(Beginning of Raw data)
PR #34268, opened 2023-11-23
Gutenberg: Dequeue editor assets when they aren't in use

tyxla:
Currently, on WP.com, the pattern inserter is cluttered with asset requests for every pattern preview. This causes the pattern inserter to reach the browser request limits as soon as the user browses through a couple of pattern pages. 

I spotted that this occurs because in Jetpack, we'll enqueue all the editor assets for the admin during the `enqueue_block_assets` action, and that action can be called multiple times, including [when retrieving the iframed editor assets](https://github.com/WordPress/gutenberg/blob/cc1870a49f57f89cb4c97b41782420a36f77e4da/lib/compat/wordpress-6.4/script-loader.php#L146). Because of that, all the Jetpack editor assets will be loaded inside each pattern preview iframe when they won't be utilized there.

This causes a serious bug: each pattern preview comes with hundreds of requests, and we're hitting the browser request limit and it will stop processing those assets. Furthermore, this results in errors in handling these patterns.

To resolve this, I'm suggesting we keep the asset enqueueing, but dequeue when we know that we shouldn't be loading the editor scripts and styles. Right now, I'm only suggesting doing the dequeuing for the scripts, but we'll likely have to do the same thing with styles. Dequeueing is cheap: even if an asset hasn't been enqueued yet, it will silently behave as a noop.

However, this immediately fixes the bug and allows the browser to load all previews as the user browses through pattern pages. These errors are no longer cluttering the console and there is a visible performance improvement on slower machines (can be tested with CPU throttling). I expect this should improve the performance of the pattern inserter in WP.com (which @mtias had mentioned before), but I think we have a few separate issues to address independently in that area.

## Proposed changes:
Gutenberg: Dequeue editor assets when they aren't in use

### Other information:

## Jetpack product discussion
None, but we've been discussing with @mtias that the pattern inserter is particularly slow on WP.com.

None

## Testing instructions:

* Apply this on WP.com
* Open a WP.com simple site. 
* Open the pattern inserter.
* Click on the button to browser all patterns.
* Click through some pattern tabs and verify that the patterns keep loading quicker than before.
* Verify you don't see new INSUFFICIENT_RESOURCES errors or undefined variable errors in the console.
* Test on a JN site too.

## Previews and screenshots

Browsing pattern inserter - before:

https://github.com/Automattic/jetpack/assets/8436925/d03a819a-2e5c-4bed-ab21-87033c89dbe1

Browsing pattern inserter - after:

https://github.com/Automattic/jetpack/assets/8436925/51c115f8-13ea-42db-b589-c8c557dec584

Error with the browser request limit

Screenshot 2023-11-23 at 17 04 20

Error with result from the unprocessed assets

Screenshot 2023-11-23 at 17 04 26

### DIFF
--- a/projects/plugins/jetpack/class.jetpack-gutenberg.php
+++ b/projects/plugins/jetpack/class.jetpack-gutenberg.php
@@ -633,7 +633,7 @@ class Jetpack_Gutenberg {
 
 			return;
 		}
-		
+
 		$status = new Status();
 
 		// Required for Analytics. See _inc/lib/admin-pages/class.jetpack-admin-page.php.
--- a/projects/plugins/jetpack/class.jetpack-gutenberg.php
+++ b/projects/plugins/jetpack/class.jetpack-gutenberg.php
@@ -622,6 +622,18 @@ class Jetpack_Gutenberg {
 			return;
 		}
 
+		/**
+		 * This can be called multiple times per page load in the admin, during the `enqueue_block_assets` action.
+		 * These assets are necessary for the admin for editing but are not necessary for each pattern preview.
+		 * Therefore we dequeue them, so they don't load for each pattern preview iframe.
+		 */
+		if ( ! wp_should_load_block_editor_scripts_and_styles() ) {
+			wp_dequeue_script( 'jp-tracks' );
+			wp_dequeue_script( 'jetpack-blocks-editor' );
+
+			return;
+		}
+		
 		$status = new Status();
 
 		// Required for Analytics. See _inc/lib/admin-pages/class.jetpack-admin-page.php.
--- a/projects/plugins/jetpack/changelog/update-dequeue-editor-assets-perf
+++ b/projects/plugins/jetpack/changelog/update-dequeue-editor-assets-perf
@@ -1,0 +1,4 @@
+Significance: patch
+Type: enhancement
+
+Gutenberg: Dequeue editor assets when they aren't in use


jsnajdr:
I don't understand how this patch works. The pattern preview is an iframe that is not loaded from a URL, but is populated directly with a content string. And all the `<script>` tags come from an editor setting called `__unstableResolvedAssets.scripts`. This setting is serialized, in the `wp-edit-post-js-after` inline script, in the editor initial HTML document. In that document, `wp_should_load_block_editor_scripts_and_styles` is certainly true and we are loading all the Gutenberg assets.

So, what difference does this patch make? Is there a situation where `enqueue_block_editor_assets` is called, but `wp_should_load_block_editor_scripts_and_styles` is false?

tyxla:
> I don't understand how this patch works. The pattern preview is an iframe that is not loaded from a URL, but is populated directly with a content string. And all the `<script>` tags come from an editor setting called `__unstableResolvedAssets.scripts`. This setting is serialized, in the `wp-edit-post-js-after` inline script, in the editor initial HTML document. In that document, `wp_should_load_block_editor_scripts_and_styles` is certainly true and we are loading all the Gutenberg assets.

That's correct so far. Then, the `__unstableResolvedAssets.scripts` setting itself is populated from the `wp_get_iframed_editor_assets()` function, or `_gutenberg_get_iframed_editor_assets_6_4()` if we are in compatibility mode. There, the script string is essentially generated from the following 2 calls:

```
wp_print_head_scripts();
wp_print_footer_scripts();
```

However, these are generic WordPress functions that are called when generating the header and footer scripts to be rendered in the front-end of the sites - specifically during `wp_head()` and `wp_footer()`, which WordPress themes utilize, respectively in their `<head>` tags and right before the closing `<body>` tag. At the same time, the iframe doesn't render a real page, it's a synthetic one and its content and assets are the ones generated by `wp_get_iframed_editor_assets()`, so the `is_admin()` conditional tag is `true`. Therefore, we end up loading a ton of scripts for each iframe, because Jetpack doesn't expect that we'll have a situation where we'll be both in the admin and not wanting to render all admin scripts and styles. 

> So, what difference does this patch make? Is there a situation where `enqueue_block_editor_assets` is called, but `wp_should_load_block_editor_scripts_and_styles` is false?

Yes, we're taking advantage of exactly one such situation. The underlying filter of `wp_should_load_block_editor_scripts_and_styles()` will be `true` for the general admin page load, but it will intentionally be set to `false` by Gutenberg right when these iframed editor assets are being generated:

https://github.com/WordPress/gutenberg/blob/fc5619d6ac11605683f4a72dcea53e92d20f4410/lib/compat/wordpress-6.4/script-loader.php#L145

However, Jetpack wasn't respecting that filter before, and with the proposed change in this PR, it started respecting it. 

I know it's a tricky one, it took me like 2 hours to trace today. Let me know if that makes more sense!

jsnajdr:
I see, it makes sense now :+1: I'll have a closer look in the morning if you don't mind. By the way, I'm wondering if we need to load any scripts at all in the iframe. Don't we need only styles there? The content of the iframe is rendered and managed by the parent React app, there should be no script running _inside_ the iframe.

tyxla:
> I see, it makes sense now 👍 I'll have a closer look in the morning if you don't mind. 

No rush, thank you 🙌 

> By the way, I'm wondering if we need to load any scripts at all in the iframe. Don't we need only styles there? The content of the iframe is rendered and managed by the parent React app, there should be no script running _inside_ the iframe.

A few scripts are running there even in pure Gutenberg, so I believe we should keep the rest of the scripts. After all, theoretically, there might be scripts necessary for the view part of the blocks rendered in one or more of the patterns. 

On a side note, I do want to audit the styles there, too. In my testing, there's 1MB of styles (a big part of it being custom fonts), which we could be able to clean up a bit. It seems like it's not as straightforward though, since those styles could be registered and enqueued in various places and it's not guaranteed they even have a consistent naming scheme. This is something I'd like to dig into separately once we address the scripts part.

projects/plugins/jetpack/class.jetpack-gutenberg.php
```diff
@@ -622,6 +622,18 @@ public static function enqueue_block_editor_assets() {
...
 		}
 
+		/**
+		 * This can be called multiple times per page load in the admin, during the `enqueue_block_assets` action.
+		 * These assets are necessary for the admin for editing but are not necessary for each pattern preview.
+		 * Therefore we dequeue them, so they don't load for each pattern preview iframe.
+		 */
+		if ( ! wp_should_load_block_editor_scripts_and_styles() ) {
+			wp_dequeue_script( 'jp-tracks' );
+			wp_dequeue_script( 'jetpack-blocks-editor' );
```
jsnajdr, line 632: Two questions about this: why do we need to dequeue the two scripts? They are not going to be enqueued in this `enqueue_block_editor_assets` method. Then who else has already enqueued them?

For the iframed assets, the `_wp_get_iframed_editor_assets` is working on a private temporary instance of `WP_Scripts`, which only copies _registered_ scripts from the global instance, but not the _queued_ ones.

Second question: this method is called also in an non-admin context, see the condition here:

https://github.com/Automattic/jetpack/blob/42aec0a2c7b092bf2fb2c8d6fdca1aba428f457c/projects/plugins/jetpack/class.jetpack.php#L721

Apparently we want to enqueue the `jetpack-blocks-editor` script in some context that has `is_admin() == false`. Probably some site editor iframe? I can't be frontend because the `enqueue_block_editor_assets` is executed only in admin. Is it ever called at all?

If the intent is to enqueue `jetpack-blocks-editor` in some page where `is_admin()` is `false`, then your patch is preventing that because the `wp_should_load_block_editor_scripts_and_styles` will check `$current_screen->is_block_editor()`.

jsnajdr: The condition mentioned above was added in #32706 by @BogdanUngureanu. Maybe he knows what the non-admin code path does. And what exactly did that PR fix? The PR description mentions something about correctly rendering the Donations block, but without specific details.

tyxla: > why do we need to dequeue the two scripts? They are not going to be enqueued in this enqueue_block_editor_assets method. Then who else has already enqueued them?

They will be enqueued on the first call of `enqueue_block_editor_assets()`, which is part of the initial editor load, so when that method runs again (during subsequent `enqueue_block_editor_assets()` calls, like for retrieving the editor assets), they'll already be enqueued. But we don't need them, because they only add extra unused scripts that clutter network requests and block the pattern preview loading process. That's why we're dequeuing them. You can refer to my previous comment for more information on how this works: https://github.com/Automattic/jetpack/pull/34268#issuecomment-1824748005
(End of Raw data)
▶ What to produce:
Reproduce exactly every line that sits between the start of the entries and the line bearing "browser all patterns.", counting both of those lines.

▶ Answer to this problem:
PR #34268, opened 2023-11-23
Gutenberg: Dequeue editor assets when they aren't in use

tyxla:
Currently, on WP.com, the pattern inserter is cluttered with asset requests for every pattern preview. This causes the pattern inserter to reach the browser request limits as soon as the user browses through a couple of pattern pages. 

I spotted that this occurs because in Jetpack, we'll enqueue all the editor assets for the admin during the `enqueue_block_assets` action, and that action can be called multiple times, including [when retrieving the iframed editor assets](https://github.com/WordPress/gutenberg/blob/cc1870a49f57f89cb4c97b41782420a36f77e4da/lib/compat/wordpress-6.4/script-loader.php#L146). Because of that, all the Jetpack editor assets will be loaded inside each pattern preview iframe when they won't be utilized there.

This causes a serious bug: each pattern preview comes with hundreds of requests, and we're hitting the browser request limit and it will stop processing those assets. Furthermore, this results in errors in handling these patterns.

To resolve this, I'm suggesting we keep the asset enqueueing, but dequeue when we know that we shouldn't be loading the editor scripts and styles. Right now, I'm only suggesting doing the dequeuing for the scripts, but we'll likely have to do the same thing with styles. Dequeueing is cheap: even if an asset hasn't been enqueued yet, it will silently behave as a noop.

However, this immediately fixes the bug and allows the browser to load all previews as the user browses through pattern pages. These errors are no longer cluttering the console and there is a visible performance improvement on slower machines (can be tested with CPU throttling). I expect this should improve the performance of the pattern inserter in WP.com (which @mtias had mentioned before), but I think we have a few separate issues to address independently in that area.

## Proposed changes:
Gutenberg: Dequeue editor assets when they aren't in use

### Other information:

## Jetpack product discussion
None, but we've been discussing with @mtias that the pattern inserter is particularly slow on WP.com.

None

## Testing instructions:

* Apply this on WP.com
* Open a WP.com simple site. 
* Open the pattern inserter.
* Click on the button to browser all patterns.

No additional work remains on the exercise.